Directions for this task:
Output only the lines below that start at the line containing "GitSource: added git source deployment" and end at the line containing "It works passing", with both ends kept.

Collected data entries:
- - - -

PR #3370, opened 2024-04-04
[E2E Tests] Refactor Chart tests according to UX changes

jsolovjo:
According to UX changes in Charts, there is a test refactoring.

New UX changes also brought a few difficulties as chart's title is not as one complete text, but several texts, so a more complex solution with Xpath has been applied where it's needed to select the desired title using text's index.


tadayosi (approved):

tadayosi:
@jsolovjo Let's merge it when we are ready to port @mmelko's chart refactoring to hawtio/hawtio.

mmelko (approved):

PR #3392, opened 2024-04-11
[E2E Tests] Add sorting attributes tests

jsolovjo:
- Add new tests for sortable attributes


jsolovjo:
The checks failed because hawtio and hawtio-next are not synced yet as I understand that

tadayosi (approved):

PR #3397, opened 2024-04-17
fix(connect): Handle redirect with "con" parameter for proxy requests

### LINKED ISSUE #3317: Connecting to a remote JVM opens the same tab instead
Kinda struggling the last couple days trying to pin an issue with remote connections after upgrading from Spring Boot 2.7 to Spring Boot 3.2.

I have the following setup here:

- Spring Boot Admin Server with Hawt.io console attached
- Several applications with Apache Camel
- Spring Actuator for application monitoring on all apps
- Jolokia enabled through Actuator on all apps

The main goal is to have a central administrative interface for Apache Camel using a single hosted Hawt.io console that connects to the remote apps.

In the Hawt.io console I have set up the connections to the remote agents manually, testing the connection works just fine.
On my Spring Boot 2.7 stack  with Hawt.io 3 opening a remote connection opens a new tab with a console showing the data from the remote agent.
On the Spring Boot 3.2 stack with Hawt.io 4 however the new opened tab shows the same local console. 

I found out that if I switch to a different plugin like JMX on the local console then add the 'con' parameter to the browser URL I now get the remote console of the connection provided. I can then proceed to manage the remote JVM like normal including Camel which is missing on the local console.

The current stack as follows:
- Spring Boot 3.2.0
- Hawt.io using hawtio-springboot 4.0.0-RC1
- jolokia-support-spring 2.0.1 on remote apps via Spring Actuator

Is there anything I'm missing here?

Regards

grgrzybek:
When opening new connection tab from Hawtio on Spring Boot, we're getting redirected without con parameter. This commit fixes this problem.

Fixes #3317

### DIFF
--- a/platforms/springboot/src/main/java/io/hawt/springboot/HawtioEndpoint.java
+++ b/platforms/springboot/src/main/java/io/hawt/springboot/HawtioEndpoint.java
@@ -43,6 +43,10 @@ public class HawtioEndpoint implements WebMvcConfigurer {
         final String path = endpointPath.resolve("hawtio");
 
         if (request.getRequestURI().equals(path)) {
+            String query = request.getQueryString();
+            if (query != null && !query.isEmpty()) {
+                return "redirect:" + path + "/index.html?" + query;
+            }
             return "redirect:" + path + "/index.html";
         }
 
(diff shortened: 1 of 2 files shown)


tadayosi (approved):
:+1:

tadayosi:
Thank you!

PR #3408, opened 2024-04-24
fix: Upgrades springboot to 3.2.5

phantomjinx:
* The CVE requires the upgrade of spring products to 6.1.6+. To achieve this upgrade both the spring version and the springboot version in the pom configuration.

* See CVE described by https://spring.io/security/cve-2024-22262


tadayosi (approved):
Note that we cannot yet upgrade 4.x-redhat branch until CSB is upgraded to a version that supports those SB versions.

PR #3410, opened 2024-04-25
e2e: rerun failed tests

mmuzikar:
This will rerun failed tests up to 3 times, the tests that pass on the retry are marked as flakes. For example: sometimes it happens that Hawtio doesn't load in time (there's about 30 second wait time), while we could always increase the wait time, it makes more sense to rerun the test again with the sensible time.


tadayosi (approved):

tadayosi:
thank you!

PR #3440, opened 2024-05-03
Fix RP attachments for Cucumber

mmuzikar:
Fixes attachments to RP for Cucumber tests, before this change RP reports didn't contain the screenshot proving quite useless in terms of a report.


mmelko (approved):
LGTM

PR #12, opened 2022-03-15
Begin fleshing out DNS records

dglsparsons:
Still to do: 
- [x] Validate the schema across fields (i.e. no mx_priority on non-mx records, no srv on non-srv records, no value on srv records). 
- [x] Flesh out the Update method 
- [x] Expand the test suite 
- [x] Add import method for DNS Records
- [x] Add documentation and examples
- [x] Add testing domain env variable to CI

Fixes INT-309


client/dns_record_list.go
```diff
@@ -0,0 +1,31 @@
...
+
+import (
+	"context"
+	"fmt"
+	"net/http"
+	"strings"
+)
+
+func (c *Client) ListDNSRecords(ctx context.Context, domain, teamID string) (r []DNSRecord, err error) {
+	url := fmt.Sprintf("%s/v4/domains/%s/records?limit=100", c.baseURL, domain)
```
ecklf, line 11: Could this be problematic if someone uses more than 100 domains?

dglsparsons: Good shout, it's currently only used by the sweeper (script to remove any orphaned test resources). So it shouldn't be an issue for anything.

dglsparsons: I'll add a comment explaining this though.

ecklf (approved):

PR #16, opened 2022-04-19
Remove file path trimming for root_directory settings

### LINKED ISSUE #14: Can't use "../" as root_directory
Hey!

It looks like it is not possible to use `"../"` as the project root directory which contradicts with the documentation at the [provider's docs](https://registry.terraform.io/providers/vercel/vercel/latest/docs/resources/project). 

image

However, using an additional path after the upward path, e.g. `"../foo"` seems to work.

```
data "vercel_project_directory" "foo" {
  path = "../"
}

resource "vercel_deployment" "foo" {
  project_id = vercel_project.foo.id
  files      = data.vercel_project_directory.foo.files
  production = true
  project_settings = {
    root_directory = "../"
  }
}
```

```
Could not create deployment, unexpected error: invalid_root_directory - If defined, the Root
Directory must be a relative path not starting with `./` and not including `../` or other special
characters.
```

I often hold my terraform files in a separate folder in my repository while keeping the app at root so this is a bit problematic as I would need to change folder structure. I can work with it for now but I assume this is a bug?

dglsparsons:
- Add a `path_prefix` attribute to a deployment to indicate what fields
  should be trimmed.
- Update documentation indicating the correct use of a
  project_directory.

See https://github.com/vercel/terraform-provider-vercel/issues/14#issuecomment-1103973603 for a full rationale and explanation.

Closes #14


vercel/file_path.go
```diff
@@ -6,13 +6,13 @@ import "strings"
 // This is useful as Vercel doesn't allow a root directory that navigates upwards.
 // But if we trim all file paths upwards, and we also trim the root directory, then
 // all is good.
-func trimFilePath(path string) string {
+func trimFilePath(path string) *string {
 	for strings.HasPrefix(path, "../") {
 		path = strings.TrimPrefix(path, "../")
 	}
 	if path == "" {
-		return "."
```
dglsparsons, line 14: I thought (incorrectly) that we allowed `.` as a root_directory. It turns out the correct thing to do is not to specify it as `.`, but to pass `nil`.

PR #21, opened 2022-04-22
GitSource: added git source deployment

WCMinor:
Followed the API documentation https://vercel.com/docs/rest-api#endpoints/deployments/create-a-new-deployment

This PR makes able the deployment from Git Source avoiding the need of upload the files to Vercel.

It works passing a new parameter called `git_source`, it is a map and it looks like this:
```
resource "vercel_deployment" "deployment" {
  team_id = var.vercel_team_id
  project_id = var.vercel_project_id
  git_source = {
    ref = var.git_branch
    repo_id = var.fe_github_repo_id
    type = "github"
  }
}
```

Here is an example of output, it just works:
```
vercel_deployment.deployment: Creating...
vercel_deployment.deployment: Still creating... [10s elapsed]
vercel_deployment.deployment: Still creating... [20s elapsed]
vercel_deployment.deployment: Still creating... [30s elapsed]
vercel_deployment.deployment: Still creating... [40s elapsed]
vercel_deployment.deployment: Still creating... [50s elapsed]
vercel_deployment.deployment: Still creating... [1m0s elapsed]
vercel_deployment.deployment: Creation complete after 1m6s [id=dpl_EQBQgeWeo5PXesr1MLSjrQC9MRrZ]

Apply complete! Resources: 1 added, 0 changed, 0 destroyed.
```

### DIFF
--- a/client/deployment_create.go
+++ b/client/deployment_create.go
@@ -20,6 +20,11 @@ type DeploymentFile struct {
 	Sha  string `json:"sha"`
 	Size int    `json:"size"`
 }
+type GitSource struct {
+	RepoId string `json:"repoId"`
+	Ref    string `json:"ref"`
+	Type   string `json:"type"`
+}
 
 // CreateDeploymentRequest defines the request the Vercel API expects in order to create a deployment.
 type CreateDeploymentRequest struct {
@@ -35,6 +40,7 @@ type CreateDeploymentRequest struct {
 	Regions         []string               `json:"regions,omitempty"`
 	Routes          []interface{}          `json:"routes,omitempty"`
 	Target          string                 `json:"target,omitempty"`
+	GitSource       *GitSource             `json:"gitSource,omitempty"`
 }
 
 // DeploymentResponse defines the response the Vercel API returns when a deployment is created or updated.
@@ -59,15 +65,16 @@ type DeploymentResponse struct {
 	Build struct {
 		Environment []string `json:"env"`
 	} `json:"build"`
-	AliasAssigned    bool    `json:"aliasAssigned"`
-	ChecksConclusion string  `json:"checksConclusion"`
-	ErrorCode        string  `json:"errorCode"`
-	ErrorMessage     string  `json:"errorMessage"`
-	ID               string  `json:"id"`
-	ProjectID        string  `json:"projectId"`
-	ReadyState       string  `json:"readyState"`
-	Target           *string `json:"target"`
-	URL              string  `json:"url"`
+	AliasAssigned    bool      `json:"aliasAssigned"`
+	ChecksConclusion string    `json:"checksConclusion"`
+	ErrorCode        string    `json:"errorCode"`
+	ErrorMessage     string    `json:"errorMessage"`
+	ID               string    `json:"id"`
+	ProjectID        string    `json:"projectId"`
+	ReadyState       string    `json:"readyState"`
+	Target           *string   `json:"target"`
+	URL              string    `json:"url"`
+	GitSource        GitSource `json:"gitSource"`
 }
 
 // IsComplete is used to determine whether a deployment is still processing, or whether it is fully done.
--- a/docs/resources/deployment.md
+++ b/docs/resources/deployment.md
@@ -63,13 +63,14 @@ resource "vercel_deployment" "example" {
 
 ### Required
 
-- `files` (Map of String) A map of files to be uploaded for the deployment. This should be provided by a `vercel_project_directory` or `vercel_file` data source.
 - `project_id` (String) The project ID to add the deployment to.
 
 ### Optional
 
 - `delete_on_destroy` (Boolean) Set to true to hard delete the Vercel deployment when destroying the Terraform resource. If unspecified, deployments are retained indefinitely. Note that deleted deployments are not recoverable.
 - `environment` (Map of String) A map of environment variable names to values. These are specific to a Deployment, and can also be configured on the `vercel_project` resource.
+- `files` (Map of String) A map of files to be uploaded for the deployment. This should be provided by a `vercel_project_directory` or `vercel_file` data source. Required if `git_source` is not set
+- `git_source` (Attributes) A map with the Git repo information. Required if `files` is not set (see [below for nested schema](#nestedatt--git_source))
 - `path_prefix` (String) If specified then the `path_prefix` will be stripped from the start of file paths as they are uploaded to Vercel. If this is omitted, then any leading `../`s will be stripped.
 - `production` (Boolean) true if the deployment is a production deployment, meaning production aliases will be assigned.
 - `project_settings` (Attributes) Project settings that will be applied to the deployment. (see [below for nested schema](#nestedatt--project_settings))
@@ -80,6 +81,16 @@ resource "vercel_deployment" "example" {
 - `domains` (List of String) A list of all the domains (default domains, staging domains and production domains) that were assigned upon deployment creation.
 - `id` (String) The ID of this resource.
 - `url` (String) A unique URL that is automatically generated for a deployment.
+
+<a id="nestedatt--git_source"></a>
+### Nested Schema for `git_source`
+
+Optional:
+
+- `ref` (String) Branch or commit hash
+- `repo_id` (String) Frontend git repo ID
+- `type` (String) Type of git repo, supported values are: github
+
 
 <a id="nestedatt--project_settings"></a>
 ### Nested Schema for `project_settings`
--- a/vercel/resource_deployment.go
+++ b/vercel/resource_deployment.go
@@ -79,8 +79,8 @@ Once the build step has completed successfully, a new, immutable deployment will
 				Type:          types.BoolType,
 			},
 			"files": {
-				Description:   "A map of files to be uploaded for the deployment. This should be provided by a `vercel_project_directory` or `vercel_file` data source.",
-				Required:      true,
+				Description:   "A map of files to be uploaded for the deployment. This should be provided by a `vercel_project_directory` or `vercel_file` data source. Required if `git_source` is not set",
+				Optional:      true,
 				PlanModifiers: tfsdk.AttributePlanModifiers{tfsdk.RequiresReplace()},
 				Type: types.MapType{
 					ElemType: types.StringType,
@@ -88,6 +88,34 @@ Once the build step has completed successfully, a new, immutable deployment will
 				Validators: []tfsdk.AttributeValidator{
 					mapItemsMinCount(1),
 				},
+			},
+			"git_source": {
+				Description:   "A map with the Git repo information. Required if `files` is not set",
+				Optional:      true,
+				PlanModifiers: tfsdk.AttributePlanModifiers{tfsdk.RequiresReplace()},
+				Attributes: tfsdk.SingleNestedAttributes(map[string]tfsdk.Attribute{
+					"repo_id": {
+						Required:      true,
+						PlanModifiers: tfsdk.AttributePlanModifiers{tfsdk.RequiresReplace()},
+						Type:          types.StringType,
+						Description:   "Frontend git repo ID",
+					},
+					"ref": {
+						Required:      true,
+						PlanModifiers: tfsdk.AttributePlanModifiers{tfsdk.RequiresReplace()},
+						Type:          types.StringType,
+						Description:   "Branch or commit hash",
+					},
+					"type": {
+						Required:      true,
+						PlanModifiers: tfsdk.AttributePlanModifiers{tfsdk.RequiresReplace()},
+						Type:          types.StringType,
+						Description:   "Type of git repo, supported values are: github",
+						Validators: []tfsdk.AttributeValidator{
+							stringOneOf("github", "gitlab", "bitbucket", "custom"),
+						},
+					},
+				}),
 			},
 			"project_settings": {
 				Description:   "Project settings that will be applied to the deployment.",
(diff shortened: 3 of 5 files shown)


WCMinor:
After few tests this just worked well all the times, we're using our fork in prod, so please feel free to merge if you want/like or to propose changes. Thanks for your job guys!

WCMinor:
Could you please review and merge if you think it is ok?

docs/resources/deployment.md
```diff
@@ -63,12 +63,13 @@ resource "vercel_deployment" "example" {
...
 ### Required
 
-- **files** (Map of String) A map of files to be uploaded for the deployment. This should be provided by a `vercel_project_directory` or `vercel_file` data source.
 - **project_id** (String) The project ID to add the deployment to.
 
 ### Optional
 
 - **environment** (Map of String) A map of environment variable names to values. These are specific to a Deployment, and can also be configured on the `vercel_project` resource.
+- **files** (Map of String) A map of files to be uploaded for the deployment. This should be provided by a `vercel_project_directory` or `vercel_file` data source.
+- **git_source** (Attributes) A map with the Git repo information (see [below for nested schema](#nestedatt--git_source))
```
dglsparsons, line 72: I think we should probably validate that one of `files` or `git_source` is present.

docs/resources/deployment.md
```diff
@@ -80,6 +81,16 @@ resource "vercel_deployment" "example" {
...
 - **url** (String) A unique URL that is automatically generated for a deployment.
 
+<a id="nestedatt--git_source"></a>
+### Nested Schema for `git_source`
+
+Optional:
+
+- **ref** (String) Branch or commit hash
+- **repo_id** (String) Frontend git repo ID
+- **type** (String) Type of git repo, supported values are: github
```
dglsparsons, line 91: How are these all optional?

vercel/resource_deployment.go
```diff
@@ -89,6 +89,34 @@ Once the build step has completed successfully, a new, immutable deployment will
...
+						Required:      true,
+						PlanModifiers: tfsdk.AttributePlanModifiers{tfsdk.RequiresReplace()},
+						Type:          types.StringType,
+						Description:   "Branch or commit hash",
+					},
+					"type": {
+						Required:      true,
+						PlanModifiers: tfsdk.AttributePlanModifiers{tfsdk.RequiresReplace()},
+						Type:          types.StringType,
+						Description:   "Type of git repo, supported values are: github",
```
dglsparsons, line 113: Is this a restriction of the deplyoment API, or is github the only supported value?

vercel/resource_deployment_model.go
```diff
@@ -45,6 +53,16 @@ func setIfNotUnknown(m map[string]interface{}, v types.String, name string) {
...
 
+// toRequest takes the input of GitSource and converts them into the required
+// format for a CreateDeploymentRequest.
+func (g *GitSource) toRequest() client.GitSource {
+	var gs client.GitSource
+	gs.Ref = g.Ref.Value
+	gs.RepoId = g.RepoId.Value
+	gs.Type = g.Type.Value
+	return gs
+}
```
dglsparsons, line 64: Why not: 
```
return client.GitSource{
   Ref: g.Ref.Value,
   RepoId: g.RepoId.Value, 
   Type: g.Type.Value,
}
```

vercel/resource_deployment_model.go
```diff
@@ -20,6 +20,13 @@ type ProjectSettings struct {
 	RootDirectory   types.String `tfsdk:"root_directory"`
 }
 
+// GitSource represents the Git integration source for a deployment.
+type GitSource struct {
+	RepoId types.String `tfsdk:"repo_id"`
+	Ref    types.String `tfsdk:"ref"`
+	Type   types.String `tfsdk:"type"`
+}
+
```
dglsparsons, line 29: I think we'd also want to add tests / documentation for this.

vercel/resource_deployment.go
WCMinor: I thought `github` was the only supported value but it looks like they support more in the API specification.
updating

docs/resources/deployment.md
WCMinor: I set them as required, let me check why they appear as optional in the docs

docs/resources/deployment.md
WCMinor: on it

docs/resources/deployment.md
WCMinor: I was investigating a bit and could not find why this happens. tfplugindocs just renders them as optional even when they are set as required. if happens the same [here](https://github.com/vercel/terraform-provider-vercel/blob/main/docs/resources/deployment.md#read-only)

vercel/resource_deployment.go
WCMinor: changed

docs/resources/deployment.md
dglsparsons: Ahh interesting. I guess it's because the parent property is optional then.

vercel/resource_deployment_model.go
WCMinor: working on these

WCMinor:
I think the tests are not passing because the PR is coming from an external repo and that mess the GH secrets maybe? the tests work locally on my end

docs/resources/deployment.md
WCMinor: this has been done in https://github.com/vercel/terraform-provider-vercel/pull/21/files#diff-03202b30898c33935f6776c185f1dd43d67d1d5c6e81fd443eb3a88bb45f4154R212-R220

vercel/resource_deployment_model.go
```diff
@@ -187,5 +205,19 @@ func convertResponseToDeployment(response client.DeploymentResponse, plan Deploy
 		PathPrefix:      fillStringNull(plan.PathPrefix),
 		ProjectSettings: plan.ProjectSettings.fillNulls(),
 		DeleteOnDestroy: plan.DeleteOnDestroy,
+		GitSource:       plan.GitSource,
+	}
+}
+
+// checkMutualyExclusiveAttributes checks whether git_source and files are not set at the same time
+func (d *Deployment) checkMutualyExclusiveAttributes() error {
```
dglsparsons, line 213: I think we can do this as a validation instead, but I'll merge the changes and fix this up retrospectively.

WCMinor: that makes sense

WCMinor: just to clarify, are you merging this or you require more changes?

client/deployment_create.go
```diff
@@ -20,6 +20,11 @@ type DeploymentFile struct {
 	Sha  string `json:"sha"`
 	Size int    `json:"size"`
 }
+type GitSource struct {
+	RepoId string `json:"repoId"`
```
dglsparsons, line 24: Digging into this, where does the `repoId` come from? 
I can see in the example that you have it as a number. 🤔. I wonder if we need some data source to expose this so it's more usable?

dglsparsons: Okay, so `repoId` looks like it is exposed through a project. I think it could be exposed from both the `vercel_project` resource and the `vercel_project` data source. 
This would mean you can use it like: 
```terraform
data "vercel_project" "my_project" {
   name = "my-project"
}

resource "vercel_deployment" "example" {
  team_id = var.vercel_team_id
  project_id = data.vercel_project.my_project.id
  git_source = {
    ref = "main" // or any other branch you fancy. 
    repo_id = data.vercel_project.my_project.git_repository.repo_id
    type = data.vercel_project.my_project.git_repository.type
  }
}
```

I think this would be more preferable than having to dig out a repoId. What do you think @WCMinor?

client/deployment_create.go
```diff
@@ -59,15 +65,16 @@ type DeploymentResponse struct {
...
+	AliasAssigned    bool      `json:"aliasAssigned"`
+	ChecksConclusion string    `json:"checksConclusion"`
+	ErrorCode        string    `json:"errorCode"`
+	ErrorMessage     string    `json:"errorMessage"`
+	ID               string    `json:"id"`
+	ProjectID        string    `json:"projectId"`
+	ReadyState       string    `json:"readyState"`
+	Target           *string   `json:"target"`
+	URL              string    `json:"url"`
+	GitSource        GitSource `json:"git_source"`
```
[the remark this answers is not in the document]
WCMinor: mmm, as per their [recommendations](https://www.terraform.io/plugin/sdkv2/best-practices/naming) it looks fine:
> Attribute names within Terraform configuration blocks are conventionally named as all-lowercase with underscores separating words, as shown above.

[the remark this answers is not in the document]
WCMinor: feel free to change it if you think it is more consistent

client/deployment_create.go
dglsparsons: That's true that you can find it out that way, but I think it's somewhat surprising to see (and results in a magic number). I think if we had the data source, or exposed it via a project it would be more intuitive on how to use the two together to trigger a deployment.

WCMinor: true, should I create an issue for that?

client/deployment_create.go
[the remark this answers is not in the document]
WCMinor: you're right, I just tested it
```
    },
    "gitSource": {
        "repoId": 449314886,
        "ref": "dario-terraform-deployment-test",
        "type": "github",
        "sha": "f4f09e995618dea3cd77e39a2cb710628ae03228"
```
changed

client/deployment_create.go
dglsparsons: Okay, so the create-deployment API looks a tad more complicated as it supports a few variations of `type (github)/ref/repoId` or `type (github)/ref/org/repo` or `type (gitlab) /ref/projectId` or `type (bitbucket)/ref/repoUuid` or `type (bitbucket)/ref/owner/slug`.

dglsparsons: I'll give this some thought and try to get back to you earlier next week.

dglsparsons: I'm curious on the need part - how do you currently deploy (prior to terraform)?

WCMinor: we build and install the provider on the deployment ci pipeline and change the Terraform configuration to use the local plugin instead of the public provider. Not ideal.

WCMinor: prior to terraform we used vercel cli directly on github actions

WCMinor: then we decided to implement a deployment using the vercel API directly, which quickly turned into just fork and use your provider which already does 90% of what we need. BTW we will need in the future to make dns aliases for deployments as well, not sure if this is already implemented in the provider, happy to help there too

dglsparsons: I have some work in progress for DNS records, assuming this is what you mean? The battle on my part is just getting time to do everything I intend to 😁. It is possible to use a deployment with `files` for your use case? I'm not 100% clear on the need for repo/commit IDs (could be missing something here though).

WCMinor: we need to deploy from a git repo, so that vercel clones the repo and deploy it on their side. Using `files` I need to have the files locally, we are not deploying `example_app` from the `example_app` git repo, but rather we are deploying `example_app1`, `example_app2`, `example_app3` ... from a `devops_terraform` git repo

client/deployment_create.go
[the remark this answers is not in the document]
dglsparsons: Hooray. We should probably set this back onto the terraform state, rather than using the value from `plan` in that case (so it's readable). However... I think we probably need to fix the `repoId` issue with different git providers first.

client/deployment_create.go
dglsparsons: Ahh okay, I understand. It's a pretty unusual workflow but I guess it makes sense. :) I will try to prioritise getting this in place. It's just tricky supporting the different git providers.

dglsparsons: Out of curiosity have you considered putting them in a single repository, behind something like https://turborepo.org/ ?

WCMinor: we're actually moving on from a monorepo to a distributed system to allow each team to manage their own code as the teams get bigger

dglsparsons: Makes sense! As an update on this issue - I've been having a play around, and I'm coming to the belief that the only thing needed is a `ref` field on the `vercel_deployment` resource. 

For example 
```terraform
   name = "my-test-project" 
   git_repository = {
       type = "github" 
       repo = "acme/example"
   }
}

# Deploy the main branch of acme/example. 
resource "vercel_deployment" "example" {
    ref        = "main" # or a commit ID. 
}
```

The deployment resource can, itself, look up the relevant repoId / equivalent bitbucket/gitlab parameters, and pass these onto the deployment creation. 

You could even use it with a data-source to pull a project by a name: 
```terraform 
data "vercel_project" "example" {
    name = "my-test-project" 
}

resource "vercel_deployment" "example" {
    project_id = data.vercel_project.example.id
    ref        = "main" 
}
```

We already have a hard requirement that for a deployment to be created, a project must already exist. I think using the git-connection this way would work nicely, and also prevents any confusing fields being presented back out of the provider (like repoId or projectUuid or workspaceUuid). What do you think @WCMinor? Would this work for your use-case? 

With my playing around I think i'm fairly close to a working version, so if this works for you, I should be able to have a PR up soonish.

WCMinor: This looks great yeah, much easier to understand and to configure.

Funny enough, if you pass a public github repo (not configured in your project) to the deploy API , it works, it deploys a project based on such public repo. That is the only case in which it would make sense to use a standalone `git_source` parameter. Honestly, I think that functionality is kinda out of the scope of this provider as it is not really documented by Vercel.

dglsparsons: Yeah. It's probably more a result of accidental API design than anything else 😓

dglsparsons:
Closing this in favour of #29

- - - -

Response below:
GitSource: added git source deployment

WCMinor:
Followed the API documentation https://vercel.com/docs/rest-api#endpoints/deployments/create-a-new-deployment

This PR makes able the deployment from Git Source avoiding the need of upload the files to Vercel.

It works passing a new parameter called `git_source`, it is a map and it looks like this:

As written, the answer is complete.